* [What is needed] In the entries that follow, which lines hold the string "TableValuedFunction"? List them.

* [Information given]
--- START ---

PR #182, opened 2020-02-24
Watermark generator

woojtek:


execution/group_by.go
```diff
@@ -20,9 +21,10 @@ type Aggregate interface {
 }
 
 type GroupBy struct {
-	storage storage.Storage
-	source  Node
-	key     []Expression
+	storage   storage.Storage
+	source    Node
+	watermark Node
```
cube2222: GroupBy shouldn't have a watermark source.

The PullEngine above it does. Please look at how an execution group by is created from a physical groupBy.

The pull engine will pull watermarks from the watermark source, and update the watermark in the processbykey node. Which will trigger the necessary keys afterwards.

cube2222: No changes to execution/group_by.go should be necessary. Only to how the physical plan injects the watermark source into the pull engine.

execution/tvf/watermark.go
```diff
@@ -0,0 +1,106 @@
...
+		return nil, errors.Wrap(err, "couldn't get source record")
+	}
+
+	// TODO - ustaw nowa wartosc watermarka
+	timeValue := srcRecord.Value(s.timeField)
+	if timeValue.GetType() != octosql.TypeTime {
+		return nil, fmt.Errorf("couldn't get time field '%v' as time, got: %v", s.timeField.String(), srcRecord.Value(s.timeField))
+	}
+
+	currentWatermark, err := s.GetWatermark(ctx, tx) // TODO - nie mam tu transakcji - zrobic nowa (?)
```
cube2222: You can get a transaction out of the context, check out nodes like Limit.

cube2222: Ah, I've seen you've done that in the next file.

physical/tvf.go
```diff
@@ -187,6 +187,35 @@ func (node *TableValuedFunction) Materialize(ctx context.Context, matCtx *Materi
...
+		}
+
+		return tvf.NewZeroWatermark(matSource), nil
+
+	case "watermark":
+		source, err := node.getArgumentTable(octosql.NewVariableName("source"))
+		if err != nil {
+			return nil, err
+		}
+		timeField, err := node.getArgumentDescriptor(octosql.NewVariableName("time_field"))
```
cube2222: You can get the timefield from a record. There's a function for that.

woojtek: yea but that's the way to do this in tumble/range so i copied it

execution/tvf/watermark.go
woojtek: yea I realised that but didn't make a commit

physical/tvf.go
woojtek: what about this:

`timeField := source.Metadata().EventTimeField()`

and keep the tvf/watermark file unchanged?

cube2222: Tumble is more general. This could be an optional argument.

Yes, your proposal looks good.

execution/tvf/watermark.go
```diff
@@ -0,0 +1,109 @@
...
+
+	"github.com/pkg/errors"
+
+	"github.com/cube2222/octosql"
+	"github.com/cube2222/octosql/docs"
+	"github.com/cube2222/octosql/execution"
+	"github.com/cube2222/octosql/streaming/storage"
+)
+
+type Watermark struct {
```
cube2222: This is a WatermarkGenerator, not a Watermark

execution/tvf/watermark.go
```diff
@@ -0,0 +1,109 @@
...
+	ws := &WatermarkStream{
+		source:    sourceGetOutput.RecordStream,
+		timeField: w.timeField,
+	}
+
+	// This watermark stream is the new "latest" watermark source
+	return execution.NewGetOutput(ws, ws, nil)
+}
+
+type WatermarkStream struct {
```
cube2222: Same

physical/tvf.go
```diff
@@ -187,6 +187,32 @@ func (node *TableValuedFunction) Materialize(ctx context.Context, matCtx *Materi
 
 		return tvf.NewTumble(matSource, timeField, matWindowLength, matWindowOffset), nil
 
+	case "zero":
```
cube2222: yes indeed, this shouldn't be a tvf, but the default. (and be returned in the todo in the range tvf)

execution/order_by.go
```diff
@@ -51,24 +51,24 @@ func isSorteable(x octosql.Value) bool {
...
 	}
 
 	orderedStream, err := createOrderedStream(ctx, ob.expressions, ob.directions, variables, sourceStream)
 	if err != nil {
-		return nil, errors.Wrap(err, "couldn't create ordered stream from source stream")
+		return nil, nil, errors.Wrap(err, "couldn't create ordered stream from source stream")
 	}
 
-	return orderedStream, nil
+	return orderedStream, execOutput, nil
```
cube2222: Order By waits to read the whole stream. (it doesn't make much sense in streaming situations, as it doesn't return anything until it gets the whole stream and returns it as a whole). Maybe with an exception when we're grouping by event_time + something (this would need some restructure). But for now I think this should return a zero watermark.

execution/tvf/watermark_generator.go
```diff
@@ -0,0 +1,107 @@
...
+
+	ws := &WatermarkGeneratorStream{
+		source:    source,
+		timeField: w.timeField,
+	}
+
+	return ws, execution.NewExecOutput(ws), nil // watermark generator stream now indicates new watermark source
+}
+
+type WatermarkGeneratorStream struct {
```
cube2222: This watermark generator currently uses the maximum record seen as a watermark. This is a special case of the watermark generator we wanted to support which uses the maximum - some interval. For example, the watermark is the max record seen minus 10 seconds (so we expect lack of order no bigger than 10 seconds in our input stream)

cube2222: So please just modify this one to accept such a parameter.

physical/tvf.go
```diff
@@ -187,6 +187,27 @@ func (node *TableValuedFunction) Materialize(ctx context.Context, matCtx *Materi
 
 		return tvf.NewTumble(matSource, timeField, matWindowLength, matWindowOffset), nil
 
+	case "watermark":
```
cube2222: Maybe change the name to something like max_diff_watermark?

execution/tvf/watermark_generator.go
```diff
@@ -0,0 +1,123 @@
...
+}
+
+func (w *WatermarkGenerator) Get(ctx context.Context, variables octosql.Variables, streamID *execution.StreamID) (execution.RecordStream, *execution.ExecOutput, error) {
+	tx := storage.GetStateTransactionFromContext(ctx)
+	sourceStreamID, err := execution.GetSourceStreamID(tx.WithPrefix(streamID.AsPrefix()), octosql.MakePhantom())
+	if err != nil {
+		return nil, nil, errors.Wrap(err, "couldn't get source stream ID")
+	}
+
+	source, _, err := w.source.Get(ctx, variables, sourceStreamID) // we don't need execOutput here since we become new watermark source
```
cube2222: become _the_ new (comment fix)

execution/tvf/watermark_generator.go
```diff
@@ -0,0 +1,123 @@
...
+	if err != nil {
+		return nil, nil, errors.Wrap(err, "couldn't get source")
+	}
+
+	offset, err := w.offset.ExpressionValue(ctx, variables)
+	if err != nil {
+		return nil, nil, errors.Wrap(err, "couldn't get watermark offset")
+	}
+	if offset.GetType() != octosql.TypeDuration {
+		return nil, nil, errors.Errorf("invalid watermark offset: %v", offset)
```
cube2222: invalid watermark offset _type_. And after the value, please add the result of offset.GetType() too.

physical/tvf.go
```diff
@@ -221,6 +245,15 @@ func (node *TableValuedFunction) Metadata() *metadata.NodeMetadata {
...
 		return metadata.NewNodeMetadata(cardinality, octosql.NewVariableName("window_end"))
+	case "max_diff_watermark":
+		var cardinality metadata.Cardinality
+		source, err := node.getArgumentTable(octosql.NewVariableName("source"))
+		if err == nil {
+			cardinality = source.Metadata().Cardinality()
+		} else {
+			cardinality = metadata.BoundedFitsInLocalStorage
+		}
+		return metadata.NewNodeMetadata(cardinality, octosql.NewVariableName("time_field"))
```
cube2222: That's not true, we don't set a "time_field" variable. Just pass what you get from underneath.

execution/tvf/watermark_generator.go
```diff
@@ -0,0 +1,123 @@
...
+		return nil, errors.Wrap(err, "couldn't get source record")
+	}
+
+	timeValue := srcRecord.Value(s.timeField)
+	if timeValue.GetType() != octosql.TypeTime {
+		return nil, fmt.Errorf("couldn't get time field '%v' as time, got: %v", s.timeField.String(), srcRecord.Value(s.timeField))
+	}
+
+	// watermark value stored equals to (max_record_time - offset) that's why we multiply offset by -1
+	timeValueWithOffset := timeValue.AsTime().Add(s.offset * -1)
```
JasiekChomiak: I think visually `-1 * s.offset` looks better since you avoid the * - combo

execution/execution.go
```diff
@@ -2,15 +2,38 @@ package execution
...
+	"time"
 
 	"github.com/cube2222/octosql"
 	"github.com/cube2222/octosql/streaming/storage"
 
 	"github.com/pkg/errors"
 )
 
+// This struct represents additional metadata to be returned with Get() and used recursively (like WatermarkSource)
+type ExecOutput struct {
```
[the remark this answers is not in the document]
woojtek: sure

--- END ---

* [Solution for this task]
@@ -187,6 +187,35 @@ func (node *TableValuedFunction) Materialize(ctx context.Context, matCtx *Materi
@@ -187,6 +187,32 @@ func (node *TableValuedFunction) Materialize(ctx context.Context, matCtx *Materi
@@ -187,6 +187,27 @@ func (node *TableValuedFunction) Materialize(ctx context.Context, matCtx *Materi
@@ -221,6 +245,15 @@ func (node *TableValuedFunction) Metadata() *metadata.NodeMetadata {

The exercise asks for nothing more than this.